À l’heure des messages instantanés, des e-mails et de l’intelligence artificielle, la lettre manuscrite semble appartenir à une autre époque. Pourtant, elle n’a pas totalement disparu. Une enquête menée par la plateforme Preply avec l’institut de sondage Censuswide auprès de 1 500 Français en octobre 2025 révèle un paysage plus nuancé qu’on ne l’imagine.
Premier constat : la pratique est devenue minoritaire. En 2026, 69,13 % des Français déclarent ne plus écrire ni envoyer de lettres papier. À l’inverse, 30,87 % affirment continuer à le faire, à des degrés divers. La lettre n’est donc plus un réflexe collectif, mais elle subsiste comme un choix personnel.
La transformation est profonde. L’e-mail et les messageries ont imposé un rythme rapide, fragmenté, souvent utilitaire. Dans ce contexte, la lettre manuscrite s’inscrit à rebours : elle suppose du temps, de la réflexion, une forme d’engagement. Pour certains, elle est devenue superflue. Pour d’autres, elle est précieuse précisément parce qu’elle est rare.
Une pratique minoritaire mais chargée de sens
Parmi ceux qui écrivent encore, les motivations diffèrent. Près de 14,47 % des Français déclarent écrire souvent et considèrent que la lettre reste nécessaire. Pour eux, elle incarne une attention particulière, une manière de marquer l’importance d’un moment ou d’un lien.
16,40 % écrivent régulièrement, mais sans estimer que cela soit indispensable. Il s’agit davantage d’un plaisir personnel, d’un attachement esthétique ou affectif. À l’opposé, 38,47 % jugent que la lettre n’est plus nécessaire à l’ère numérique. Entre les deux, 30,67 % n’écrivent plus, mais estiment qu’ils devraient le faire davantage, signe d’un regret diffus. La lettre ne structure plus la communication courante, mais elle conserve une forte valeur symbolique. Même ceux qui ne la pratiquent plus lui reconnaissent une dimension singulière.
Les jeunes, moteurs inattendus du retour du papier
L’élément le plus surprenant concerne l’âge. Contrairement aux idées reçues, ce ne sont pas les générations les plus âgées qui maintiennent le plus la pratique.
Chez les 16–24 ans, 46,88 % déclarent encore écrire des lettres. La proportion est même légèrement supérieure chez les 25–34 ans, avec 48,04 %. Ces générations, souvent décrites comme hyperconnectées, entretiennent en réalité un rapport particulier à l’écriture manuscrite. À partir de 35 ans, la pratique recule nettement : 32,90 % chez les 35–44 ans, 26,16 % chez les 45–54 ans, puis 21,54 % chez les 55 ans et plus. Plus l’âge augmente, moins la lettre est utilisée. Une inversion complète du cliché selon lequel les seniors seraient les derniers défenseurs du papier.

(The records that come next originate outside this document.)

Issue #15674, opened 2019-11-18
screengrab crashes after upgrade to 2.136.0 from 2.126.0


henningBunk:
### New Regression Checklist

- [x] Updated fastlane to the latest version
- [x] I read the [Contribution Guidelines](https://github.com/fastlane/fastlane/blob/master/CONTRIBUTING.md)
- [x] I read [docs.fastlane.tools](https://docs.fastlane.tools)
- [x] I searched for [existing GitHub issues](https://github.com/fastlane/fastlane/issues)

### Regression Information
- Breaking version: `2.136.0`
- Last working version: `2.135.2`

### Regression Description
fastlane screengrab is crashing after update to 2.136.0. it happens on macos catalina and mojave. 2.135.2 worked fine.

`/Library/Ruby/Gems/2.3.0/gems/fastlane-2.136.0/fastlane_core/lib/fastlane_core/fastlane_pty.rb:24:in `spawn': [!] No such file or directory - fork failed (FastlaneCore::FastlanePtyError)
`

##### Complete output when running fastlane, including the stack trace and command used
<details>
  <pre>fastlane screengrab                        165ms  Mon Nov 18 17:08:20 2019
[✔] 🚀
[17:08:43]: fastlane detected a Gemfile in the current directory
[17:08:43]: however it seems like you don't use `bundle exec`
[17:08:43]: to launch fastlane faster, please use
[17:08:43]:
[17:08:43]: $ bundle exec fastlane screengrab
[17:08:43]:
[17:08:43]: Get started using a Gemfile for fastlane https://docs.fastlane.tools/getting-started/ios/setup/#use-a-gemfile
[17:08:43]: Successfully loaded '/a/path/Screengrabfile' 📄

+-----------------------------+---------------------------------------------------------+
|                        Detected Values from './Screengrabfile'                        |
+-----------------------------+---------------------------------------------------------+
| launch_arguments            | ["isScreengrab true"]                                   |
| build_tools_version         | 27.0.1                                                  |
| reinstall_app               | false                                                   |
| app_apk_path                | a/path/an.apk                                           |
| tests_apk_path              | another/path/aTest.apk                                  |
| app_package_name            | my.company                                              |
| tests_package_name          | my.company.test                                         |
| use_tests_in_packages       | ["my.company.app.tests"]                                |
| test_instrumentation_runner | my.company.RxTestRunner                                 |
| output_directory            | fastlane/screenshots                                    |
| clear_previous_screenshots  | false                                                   |
[...]

PR #15684, opened 2019-11-20
[screengrab] Skip clean status bar if aapt not found

Hiroto-N:
### Checklist

### Motivation and Context

Addresses issue #15674 - Like the validate_apk method, enable_clean_status_bar should also check for aapt before trying to execute `aapt dump badging ...` so it doesn't fail, but just runs screengrab as it would have done in previous versions.

### Description

Just added an if check to verify that `@android_env.aapt_path` is not empty. Tested by running `bundle exec fastlane screengrab` on example screengrab project.


joshdholtz (approved):
Ah, thanks for adding this! Good catch 😊

henningBunk:
thanks for fixing this

PR #8592, opened 2022-10-31
Fix IP Transfer Dialog

bnussman-akamai:
## Bug 🪲

- IPs in Transfer IP Dialog were not correct after a change has been made

https://user-images.githubusercontent.com/115251059/199073105-8dedabb5-cccb-461b-afaf-2c69fe1701d0.mov

## Solution ✅

- Invalidate the React Query cache after an IP has been changed

https://user-images.githubusercontent.com/115251059/199073407-4782eb7f-844c-4875-ad94-fe2ee6d61312.mov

Pourquoi ce regain chez les plus jeunes ? Plusieurs facteurs peuvent l’expliquer. D’abord, la saturation numérique. Face au flux continu de notifications et de messages éphémères, la lettre offre un contrepoint tangible et durable. Ensuite, elle répond à un besoin de singularité : une écriture manuscrite, avec ses ratures et son rythme, ne se copie pas, ne se transfère pas. Elle est unique. Enfin, la lettre impose une autre temporalité. Elle suppose d’attendre, de réfléchir, de formuler. Dans un monde dominé par l’instantanéité, cette lenteur devient presque un luxe.
Un geste culturel plus qu’un outil
En 2026, la lettre papier n’est plus un outil de communication de masse. Elle s’est transformée en acte culturel. Écrire devient un choix volontaire, parfois intime, parfois artistique. On réserve la lettre aux moments forts : déclarations, cartes, correspondances personnelles. Si la majorité des Français ont abandonné cette pratique, beaucoup continuent de lui attribuer une valeur particulière. La lettre incarne une écriture plus incarnée, plus engagée. Au fond, la question n’est peut-être pas de savoir si les Français écrivent encore des lettres, mais pourquoi ils choisissent de le faire. Et la réponse, en 2026, semble claire : moins par nécessité que par désir.